> The input
◇ ◇ ◇ ◇ ◇ ◇ ◇

PR #592, opened 2025-08-04
[AIEX] fix llvm reduce crash

F-Stuckmann:
This PR fixes a llvm-reduce crash when running llvm-reduce on .mir files. 

Add missing `MachineFunctionInfo::clone` function to `AIEMachineFunctionInfo` (copied from x86)


andcarminati (approved):
LGTM.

◇ ◇ ◇ ◇ ◇ ◇ ◇

> Work to be completed
Your task is to reproduce the whole listing exactly.

> Completed exercise
PR #592, opened 2025-08-04
[AIEX] fix llvm reduce crash

F-Stuckmann:
This PR fixes a llvm-reduce crash when running llvm-reduce on .mir files. 

Add missing `MachineFunctionInfo::clone` function to `AIEMachineFunctionInfo` (copied from x86)


andcarminati (approved):
LGTM.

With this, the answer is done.